After graduating from Beijing Normal School in 1953, Cong taught at an elementary school for half a year before joining the Beijing Daily as a reporter. In 1955, he published July Rain (七月雨), his first short-story collection. He published a second collection, The Morning Sun Rises (曙光升起的早晨), and a novel, Spring Morning along South River (南河春晓), in the next two years, earning himself recognition as an emerging writer.

1933

Cong Weixi (Chinese: 从维熙; 7 April 1933 – 29 October 2019), who also used the pen names Bi Zheng (碧征) and Cong Ying (从缨), was a Chinese novelist. Condemned as a "rightist" during the Anti-Rightist Campaign in 1957, he spent 20 years in the laogai ("reform through labor") camps. Following his release in 1978, he published China's first novel on laogai and founded the "High Wall Literature" genre that depicts the traumas suffered by political prisoners in the labor camps. Highly influential in the post-Cultural Revolution literary scene, his works have been translated into many languages.
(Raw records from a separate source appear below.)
PR #2488, opened 2022-11-15
Make `eclair-cli -s` display short channel ids correctly

sstone:
in "short/compact mode" (-s), eclair-cli was not getting short channel ids from the right place and they were always set to null.


t-bast (approved):
Good catch!

PR #2490, opened 2022-11-16
Fix blinded route failure messages

t-bast:
This PR correctly implements the last three commits of the route blinding PR:

- https://github.com/lightning/bolts/pull/765/commits/eed2ab0c30ad7f93e3b2641ca9d7ade32f3d121d
- https://github.com/lightning/bolts/pull/765/commits/274c0c0e08c65e9e0964663e2061d73ff80997fe
- https://github.com/lightning/bolts/pull/765/commits/ce57116cc71ef8660ef651f018a42cbbb4662f46

In particular, failure messages were incorrectly implemented in #2408: we need to translate *all* downstream failures to a unique failure. This wasn't caught in the PR and was lacking tests (mostly because it required more route blinding glue to be implemented before it could be properly tested).

We also fix an issue we had with `update_fail_malformed_htlc`: when we received that kind of error from the downstream node, we also returned an `update_fail_malformed_htlc` error upstream, whereas the specification says we must convert it to an `update_fail_htlc`.

We add many e2e tests for the overall blinded payments feature :tada: :tada:


t-bast:
Note to self: the `buildHtlcFailure` function in `PaymentPacket` must use the blinded private key when generating errors, this currently isn't handled.

eclair-core/src/test/scala/fr/acinq/eclair/integration/basic/payment/BlindedPaymentSpec.scala
```diff
@@ -0,0 +1,319 @@
...
+      assert(getChannelData(bob, channelId_bc_2).asInstanceOf[DATA_NORMAL].shortIds.real.isInstanceOf[RealScidStatus.Final])
+    }
+  }
+
+  def createInvoice(recipient: MinimalNodeFixture, amount: MilliSatoshi, routes: Seq[ReceivingRoute], sender: TestProbe): Bolt12Invoice = {
+    val offer = Offer(None, "test", recipient.nodeParams.nodeId, Features.empty, recipient.nodeParams.chainHash)
+    val invoiceReq = InvoiceRequest(offer, amount, 1, Features.empty, randomKey(), recipient.nodeParams.chainHash)
+    sender.send(recipient.paymentHandler, MultiPartHandler.ReceiveOfferPayment(randomKey(), offer, invoiceReq, routes, recipient.router))
+    val invoice = sender.expectMsgType[Bolt12Invoice]
+    assert(invoice.nodeId != recipient.nodeParams.nodeId)
```
thomash-acinq, line 104: Why this check? You create an offer with `recipient.nodeParams.nodeId`, it would actually be a bug if the corresponding invoice didn't have the same node id.

thomash-acinq: Yes, the key provided must be the private corresponding to the node id in the offer (if not, the signature will be invalid and the payer will cancel the payment). I don't think we would gain anything with `OfferDetails(nodeKey: PrivateKey, offer: Offer)`, we just need to make it clearer that the key must match the offer, and maybe add a `require` in the `Bolt12Invoice` constructor.

t-bast: Thanks for the details, that makes sense. This isn't related to the current PR though, is it? I think it makes sense to make that change in the PR where we will actually generate offers and invoices in response to invoice requests, doesn't it? Because that's where we'll start generating these random receiver keys and will have to store them in the DB.

thomash-acinq (approved):

eclair-core/src/test/scala/fr/acinq/eclair/integration/basic/payment/BlindedPaymentSpec.scala
thomash-acinq: Fine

Cong was born on 7 April 1933 in Daiguantun, Zunhua County (now part of Yutian County) in Hebei, Republic of China. His grandfather held a xiucai degree during the late Qing dynasty, and his father worked as an aeronautical engineer in Chongqing. In 1937, his father died in prison after being arrested by the Kuomintang government for attempting to defect to the Communist Party. His mother, an illiterate woman with bound feet, brought the four-year-old Cong to live with her parents. They moved to Beijing in 1946 where Cong attended school. After the establishment of the People's Republic of China, he enrolled at Beijing Normal School in 1950 and published his first essay, "Going to the Battle", about patriotic youths fighting in the Korean War.